→ TASK STATEMENT
Check each line of the records below and collect those that include the word "grows".

→ RAW DATA
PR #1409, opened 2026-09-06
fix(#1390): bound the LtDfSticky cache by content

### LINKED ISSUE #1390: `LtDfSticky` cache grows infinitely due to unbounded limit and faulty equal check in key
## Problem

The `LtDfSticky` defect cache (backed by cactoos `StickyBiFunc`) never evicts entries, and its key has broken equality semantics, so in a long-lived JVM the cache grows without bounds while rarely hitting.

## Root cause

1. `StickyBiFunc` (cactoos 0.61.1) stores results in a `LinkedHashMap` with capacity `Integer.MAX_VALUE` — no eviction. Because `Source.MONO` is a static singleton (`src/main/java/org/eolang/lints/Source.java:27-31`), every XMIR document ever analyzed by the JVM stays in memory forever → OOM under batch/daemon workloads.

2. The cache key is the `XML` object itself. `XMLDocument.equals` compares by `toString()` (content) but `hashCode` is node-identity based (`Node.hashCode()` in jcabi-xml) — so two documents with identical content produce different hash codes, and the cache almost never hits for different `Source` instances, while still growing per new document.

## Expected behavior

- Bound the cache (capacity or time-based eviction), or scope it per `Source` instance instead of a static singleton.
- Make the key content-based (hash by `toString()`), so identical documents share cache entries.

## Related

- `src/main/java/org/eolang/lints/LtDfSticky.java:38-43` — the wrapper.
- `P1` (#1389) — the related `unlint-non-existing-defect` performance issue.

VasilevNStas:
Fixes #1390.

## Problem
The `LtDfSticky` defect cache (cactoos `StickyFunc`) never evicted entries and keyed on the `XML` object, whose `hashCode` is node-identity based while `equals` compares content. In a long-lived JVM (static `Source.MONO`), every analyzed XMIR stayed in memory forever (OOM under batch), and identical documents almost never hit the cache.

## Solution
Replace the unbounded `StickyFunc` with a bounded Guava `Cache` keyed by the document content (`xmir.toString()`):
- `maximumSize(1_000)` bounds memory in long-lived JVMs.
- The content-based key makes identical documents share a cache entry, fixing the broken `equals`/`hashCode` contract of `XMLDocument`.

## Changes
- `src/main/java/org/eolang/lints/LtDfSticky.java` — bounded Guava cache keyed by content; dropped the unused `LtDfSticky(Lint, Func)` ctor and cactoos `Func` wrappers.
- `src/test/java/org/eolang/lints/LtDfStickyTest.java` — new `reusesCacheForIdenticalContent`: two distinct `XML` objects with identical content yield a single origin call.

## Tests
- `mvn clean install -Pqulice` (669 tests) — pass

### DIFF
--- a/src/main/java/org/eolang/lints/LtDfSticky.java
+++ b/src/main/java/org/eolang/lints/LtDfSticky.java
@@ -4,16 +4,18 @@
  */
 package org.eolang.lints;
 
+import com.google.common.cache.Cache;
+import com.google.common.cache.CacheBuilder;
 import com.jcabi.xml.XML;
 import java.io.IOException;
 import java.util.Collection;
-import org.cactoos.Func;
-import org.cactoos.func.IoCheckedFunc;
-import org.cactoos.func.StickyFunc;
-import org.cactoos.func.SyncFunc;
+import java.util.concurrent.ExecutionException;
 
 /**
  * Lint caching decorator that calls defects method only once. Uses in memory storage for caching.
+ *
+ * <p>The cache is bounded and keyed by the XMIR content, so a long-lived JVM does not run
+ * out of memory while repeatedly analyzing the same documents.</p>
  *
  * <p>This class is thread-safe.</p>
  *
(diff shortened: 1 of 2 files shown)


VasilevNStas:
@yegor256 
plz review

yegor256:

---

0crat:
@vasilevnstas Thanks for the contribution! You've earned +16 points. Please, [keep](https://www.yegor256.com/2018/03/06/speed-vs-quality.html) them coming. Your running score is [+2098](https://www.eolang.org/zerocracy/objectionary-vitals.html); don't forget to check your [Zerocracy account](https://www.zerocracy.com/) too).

→ EXERCISE RESULT
### LINKED ISSUE #1390: `LtDfSticky` cache grows infinitely due to unbounded limit and faulty equal check in key
The `LtDfSticky` defect cache (backed by cactoos `StickyBiFunc`) never evicts entries, and its key has broken equality semantics, so in a long-lived JVM the cache grows without bounds while rarely hitting.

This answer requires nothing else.